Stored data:

PR #3167, opened 2025-10-02
trace_processor: support f2fs_write_checkpoint

yhli-tw:
Add f2fs_write_checkpoint ftrace to slice for showing it on ui.

Bug: 442974909

Welcome to Perfetto!

For more details please see


src/trace_processor/importers/ftrace/ftrace_parser.cc
```diff
@@ -523,7 +550,10 @@ FtraceParser::FtraceParser(TraceProcessorContext* context,
       disp_vblank_irq_enable_output_id_arg_name_(
           context_->storage->InternString("output_id")),
       hrtimer_id_(context_->storage->InternString("hrtimer")),
-      local_timer_id_(context_->storage->InternString("IRQ (LocalTimer)")) {
+      local_timer_id_(context_->storage->InternString("IRQ (LocalTimer)")),
+      f2fs_checkpoint_cat_id_(
```
LalitMaganti: Don't set a category for these events.

src/trace_processor/importers/ftrace/ftrace_parser.cc
```diff
@@ -4349,4 +4383,32 @@ void FtraceParser::ParseDmabufRssStat(int64_t ts,
...
+
+  base::StringView msg(evt.msg());
+
+  int32_t reason = evt.reason();
+  std::string reason_str = GetF2fsCheckpointReasonString(reason);
+  StringId reason_name_id =
+      context_->storage->InternString(base::StringView(reason_str));
+
+  UniqueTid utid = context_->process_tracker->GetOrCreateThread(pid);
+  TrackId track_id = context_->track_tracker->InternThreadTrack(utid);
```
LalitMaganti: Are we sure this is going to be synchronous event (i.e. can the thread do anything else before you

src/trace_processor/importers/ftrace/ftrace_parser.cc
```diff
@@ -4349,4 +4383,32 @@ void FtraceParser::ParseDmabufRssStat(int64_t ts,
...
+
+  if (msg.find("start block_ops") != base::StringView::npos) {
```
LalitMaganti: I'm very very unhappy with the fact you are doing string matching here. Why is this not an enum which you can match on instead? Surely since you control the event you can change this?

src/trace_processor/importers/ftrace/ftrace_parser.cc
```diff
@@ -4349,4 +4383,32 @@ void FtraceParser::ParseDmabufRssStat(int64_t ts,
...
+void FtraceParser::ParseF2fsWriteCheckpoint(int64_t ts,
+                                            uint32_t pid,
+                                            ConstBytes blob) {
+  protos::pbzero::F2fsWriteCheckpointFtraceEvent::Decoder evt(blob);
+
+  base::StringView msg(evt.msg());
+
+  int32_t reason = evt.reason();
+  std::string reason_str = GetF2fsCheckpointReasonString(reason);
+  StringId reason_name_id =
```
LalitMaganti: Making this the name instead of a constant is a terrible idea: it will make matching on these events from SQL impossible, it will be super mysterious in the UI: you need to think about all the other teams other than your own who will be looking at this event and have no clue what this means.

I would make the event name a constant and put an all the reasons as an array in args.

src/trace_processor/importers/ftrace/ftrace_parser.cc
```diff
@@ -262,6 +263,32 @@ std::string GetUfsCmdString(uint32_t ufsopcode, uint32_t gid) {
   return buffer;
 }
 
+std::string GetF2fsCheckpointReasonString(int32_t reason) {
```
LalitMaganti: This is going to have very bad performance and given this is quite a frequent event doing so many allocations is not acceptable.

src/trace_processor/importers/ftrace/ftrace_parser.cc
```diff
@@ -262,6 +263,32 @@ std::string GetUfsCmdString(uint32_t ufsopcode, uint32_t gid) {
...
+  if (reason == 0) {
+    return "Unknown";
+  }
+
+  std::vector<std::string> flags;
+  if (reason & 0x00000001)
```
LalitMaganti: All of these strings should be interned in the constructor and passed as an array of arguments to the slice.

yhli-tw: Thank you for your advice. I just submitted a new patch for it.

src/trace_processor/importers/ftrace/ftrace_parser.h
```diff
@@ -442,6 +445,12 @@ class FtraceParser {
   const StringId disp_vblank_irq_enable_output_id_arg_name_;
   const StringId hrtimer_id_;
   const StringId local_timer_id_;
+  const StringId f2fs_checkpoint_name_id_;
+  const StringId f2fs_reason_str_arg_id_;
+  const StringId f2fs_reason_int_arg_id_;
+  const StringId f2fs_dev_arg_id_;
+  const StringId f2fs_checkpoint_unknown_reason_id_;
+  std::vector<StringId> f2fs_checkpoint_reason_ids_;
```
LalitMaganti: This can be an std::array instead of std::vector.

src/trace_processor/importers/ftrace/ftrace_parser.cc
```diff
@@ -4349,4 +4372,59 @@ void FtraceParser::ParseDmabufRssStat(int64_t ts,
...
+
+}  // namespace
+
+void FtraceParser::ParseF2fsWriteCheckpoint(int64_t ts,
+                                            uint32_t pid,
+                                            ConstBytes blob) {
+  protos::pbzero::F2fsWriteCheckpointFtraceEvent::Decoder evt(blob);
+
+  uint32_t phase = evt.phase();
+  if (phase == 1) {
```
LalitMaganti: Please add constants for 0 and 1 idnicating what they mean.

src/trace_processor/importers/ftrace/ftrace_parser.cc
```diff
@@ -4349,4 +4372,59 @@ void FtraceParser::ParseDmabufRssStat(int64_t ts,
...
+    return;
```
LalitMaganti, line 4416: Why is 1 just ignored? Shouldn't it cause an end to happen?

src/trace_processor/importers/ftrace/ftrace_parser.cc
```diff
@@ -4349,4 +4372,59 @@ void FtraceParser::ParseDmabufRssStat(int64_t ts,
...
+
+  TrackId track_id = context_->track_tracker->InternTrack(
+      kF2fsCheckpointBlueprint, tracks::Dimensions(pid));
+
+  if (phase == 0) {
+    int32_t reason_int = evt.reason();
+    uint64_t dev = evt.dev();
+
+    // End the slice first to prevent any open slice existing.
+    context_->slice_tracker->End(ts, track_id);
```
LalitMaganti, line 4431: Is this necessary anymore? Shouldn't we expect a 0 to be always matched to a 2?

src/trace_processor/importers/ftrace/ftrace_parser.cc
```diff
@@ -4349,4 +4372,59 @@ void FtraceParser::ParseDmabufRssStat(int64_t ts,
...
+          inserter->AddArg(f2fs_dev_arg_id_, Variadic::UnsignedInteger(dev));
+          inserter->AddArg(f2fs_reason_int_arg_id_,
+                           Variadic::Integer(reason_int));
+          if (reason_int == 0) {
+            inserter->AddArg(
+                f2fs_reason_str_arg_id_,
+                Variadic::String(f2fs_checkpoint_unknown_reason_id_));
+          } else {
+            for (size_t i = 0; i < f2fs_checkpoint_reason_ids_.size(); ++i) {
+              if (reason_int & (1 << i)) {
```
LalitMaganti, line 4445: Is it possible to have multiple flags set here? If so you will need to add them as different keys (see [1] for example)

[1] https://source.chromium.org/chromium/chromium/src/+/main:third_party/perfetto/src/trace_processor/util/json_utils.cc;l=169?q=src%2Ftrace_processor%2Futil%2Fjson_utils.cc&ss=chromium

yhli-tw: Yes, it is. However, I thought that one key for multiple flag (e.g.reason_str: "Umount", "Sync") is as my expectation. I don't need different keys here. Is it acceptable?

src/trace_processor/importers/ftrace/ftrace_parser.h
yhli-tw: Thanks! Done.

src/trace_processor/importers/ftrace/ftrace_parser.cc
yhli-tw: Please reference the source code of the trace. https://source.corp.google.com/piper///depot/google3/third_party/appliance_linux/packages/linux/linux_6_1/fs/f2fs/checkpoint.c;l=1662?q=trace_f2fs_write_checkpoint&sq=package:piper%20file:%2F%2Fdepot%2Fgoogle3%20-file:google3%2Fexperimental
The "1" state means that the block_operations() function is successfully completed. It's a middle event. However, the block_operations() is related with I/O transfer by UFS HW component. It might have chance to be failed.

src/trace_processor/importers/ftrace/ftrace_parser.cc
yhli-tw: Please reference the source code link I provided, it has chance that 0 doesn't match 2. So, I prefer to keep it to prevent from any open slice. What do you think?

src/trace_processor/importers/ftrace/ftrace_parser.cc
yhli-tw: Thanks! Done.

src/trace_processor/importers/ftrace/ftrace_parser.cc
LalitMaganti: It's required in the trace processor data model that for a single set of args, only one arg with a given key exists. If you need mutliple args for the same key, you need to use the array functions like I menttioned

src/trace_processor/importers/ftrace/ftrace_parser.cc
```diff
@@ -4349,4 +4371,64 @@ void FtraceParser::ParseDmabufRssStat(int64_t ts,
       EventTracker::DmabufRssStat(), ts, static_cast<double>(evt.rss()), utid);
 }
 
+namespace {
+constexpr auto kF2fsCheckpointBlueprint = tracks::SliceBlueprint(
```
LalitMaganti: These can be inlined into the function itself

src/trace_processor/importers/ftrace/ftrace_parser.cc
```diff
@@ -4349,4 +4371,62 @@ void FtraceParser::ParseDmabufRssStat(int64_t ts,
...
+                                            uint32_t pid,
+                                            ConstBytes blob) {
+  enum F2fsCheckpointPhase {
+    kF2fsCpPhaseStart = 0,
+    kF2fsCpPhaseFinishBlockOps = 1,
+    kF2fsCpPhaseFinish = 2,
+  };
+  constexpr auto kF2fsCheckpointBlueprint = tracks::SliceBlueprint(
+      "f2fs_write_checkpoint",
+      tracks::DimensionBlueprints(tracks::UintDimensionBlueprint("pid")),
```
LalitMaganti: This needs to be `tracks::kProcessDimensionBlueprint` not interning pid like this.

src/trace_processor/importers/ftrace/ftrace_parser.cc
```diff
@@ -4349,4 +4371,62 @@ void FtraceParser::ParseDmabufRssStat(int64_t ts,
...
+
+  protos::pbzero::F2fsWriteCheckpointFtraceEvent::Decoder evt(blob);
+
+  uint32_t phase = evt.phase();
+  if (phase == kF2fsCpPhaseFinishBlockOps) {
+    return;
+  }
+
+  TrackId track_id = context_->track_tracker->InternTrack(
+      kF2fsCheckpointBlueprint, tracks::Dimensions(pid));
```
LalitMaganti: You need to conver this to a upid with process tracker and intern that. pid is not suitable as a key, it's not globally unique.

src/trace_processor/importers/ftrace/ftrace_parser.cc
```diff
@@ -4349,4 +4371,62 @@ void FtraceParser::ParseDmabufRssStat(int64_t ts,
...
+  enum F2fsCheckpointPhase {
+    kF2fsCpPhaseStart = 0,
+    kF2fsCpPhaseFinishBlockOps = 1,
+    kF2fsCpPhaseFinish = 2,
+  };
+  constexpr auto kF2fsCheckpointBlueprint = tracks::SliceBlueprint(
+      "f2fs_write_checkpoint",
+      tracks::DimensionBlueprints(tracks::UintDimensionBlueprint("pid")),
+      tracks::FnNameBlueprint([](uint32_t pid) {
+        return base::StackString<255>("f2fs_ckpt-%u", pid);
```
LalitMaganti: if you need pid in the name, you will need to use dynamic names not FnName.

src/trace_processor/importers/ftrace/ftrace_parser.cc
yhli-tw: Done. Thank you!

src/trace_processor/importers/ftrace/ftrace_parser.cc
yhli-tw: I find that a trace might have multiple f2fs checkpoint kernel threads like the following : https://screenshot.googleplex.com/4u6epUtEXo4Wp6B.
Therefore, I need to add the pid or upid to the track name for distinguishing the different thread.  
Currently, this commit could show the following result for now: https://screenshot.googleplex.com/9bGDpNmQVmbefbs.

LalitMaganti: Sure but as I said you should use dynamic name instead of fnanme. You should not be using pid as a dimension as it's not stable across time in traces.

LalitMaganti (changes requested):
Please see comment. Track name needs to be fixed.

LalitMaganti (approved):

§ **Task details**: For every line above that includes the word "prevent", return the line.

§ **Answer box**:
+    // End the slice first to prevent any open slice existing.
yhli-tw: Please reference the source code link I provided, it has chance that 0 doesn't match 2. So, I prefer to keep it to prevent from any open slice. What do you think?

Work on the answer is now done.